### Aim of the task
Whenever a line in the entries includes the word "flux", copy that line out.

(Saved data entries)
PR #6221, opened 2024-08-16
content-sqlite: add sqlite config to module stats

chu11:
Problem: Some module configuration varies depending on flux configuration.  In addition, future sqlite configuration may change
during operations.  There is no way to know what the current configuration is.

Output the journal_mode and synchronous settings in the module stats.


garlick (approved):
LGTM!

PR #6222, opened 2024-08-16
content-sqlite: set sqlite pragmas with flux-config

chu11:
Problem: In content-sqlite, the journal_mode and synchronous configs for sqlite can only be configured via the module command line.  This can be inconvenient, especially for testing.

Support their configuration via the flux config as well.

### DIFF
--- a/src/modules/content-sqlite/content-sqlite.c
+++ b/src/modules/content-sqlite/content-sqlite.c
@@ -74,10 +74,20 @@ struct content_sqlite {
     size_t lzo_bufsize;
     void *lzo_buf;
     struct content_stats stats;
-    const char *journal_mode;
-    const char *synchronous;
+    char *journal_mode;
+    char *synchronous;
     bool truncate;
 };
+
+static int set_config (char **conf, const char *val)
+{
+    char *tmp;
+    if (!(tmp = strdup (val)))
+        return -1;
+    free (*conf);
+    *conf = tmp;
+    return 0;
+}
 
 static void log_sqlite_error (struct content_sqlite *ctx, const char *fmt, ...)
 {
@@ -729,6 +739,8 @@ static void content_sqlite_destroy (struct content_sqlite *ctx)
         free (ctx->dbfile);
         free (ctx->lzo_buf);
         free (ctx->hashfun);
+        free (ctx->journal_mode);
+        free (ctx->synchronous);
         free (ctx);
         errno = saved_errno;
     }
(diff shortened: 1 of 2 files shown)


garlick:
Would it make sense to add dynamic re0configuration here as well?

chu11:
> Would it make sense to add dynamic re0configuration here as well?

I just saw your comment in #6169 about possibly using `flux config reload`.  Hmmm.  This change is predominantly for testing.  Perhaps we can leave that thought for later?

chu11:
```
  expecting success: 
  	cat >content-sqlite.toml <<-EOT &&
  	[content-sqlite]
  	journal_mode = "FOO"
  	synchronous = "EXTRA"
  	EOT
  	FLUX_CONF_DIR=$(pwd) test_must_fail flux start \
  	   -o,-Sbroker.rc1_path=$rc1_kvs,-Sbroker.rc3_path=$rc3_kvs \
  	   flux module stats content-sqlite &&
  	rm content-sqlite.toml
  
  {
   "object_count": 1,
   "dbfile_size": 20480,
   "dbfile_free": 17637527552,
   "load_time": {
    "count": 0,
    "min": 0.0,
    "max": 0.0,
    "mean": 0.0,
    "stddev": 0.0
   },
   "store_time": {
    "count": 1,
    "min": 0.025267999999999999,
    "max": 0.025267999999999999,
    "mean": 0.025267999999999999,
    "stddev": 0.0
   },
   "config": {
    "journal_mode": "OFF",
    "synchronous": "OFF"
   }
  }
  test_must_fail: command succeeded: flux start -o,-Sbroker.rc1_path=/usr/src/t/rc/rc1-kvs,-Sbroker.rc3_path=/usr/src/t/rc/rc3-kvs flux module stats content-sqlite
  not ok 56 - invalid config fails (journal_mode)
  ```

### Task output
Problem: Some module configuration varies depending on flux configuration.  In addition, future sqlite configuration may change
content-sqlite: set sqlite pragmas with flux-config
Support their configuration via the flux config as well.
I just saw your comment in #6169 about possibly using `flux config reload`.  Hmmm.  This change is predominantly for testing.  Perhaps we can leave that thought for later?
  	FLUX_CONF_DIR=$(pwd) test_must_fail flux start \
  	   flux module stats content-sqlite &&
  test_must_fail: command succeeded: flux start -o,-Sbroker.rc1_path=/usr/src/t/rc/rc1-kvs,-Sbroker.rc3_path=/usr/src/t/rc/rc3-kvs flux module stats content-sqlite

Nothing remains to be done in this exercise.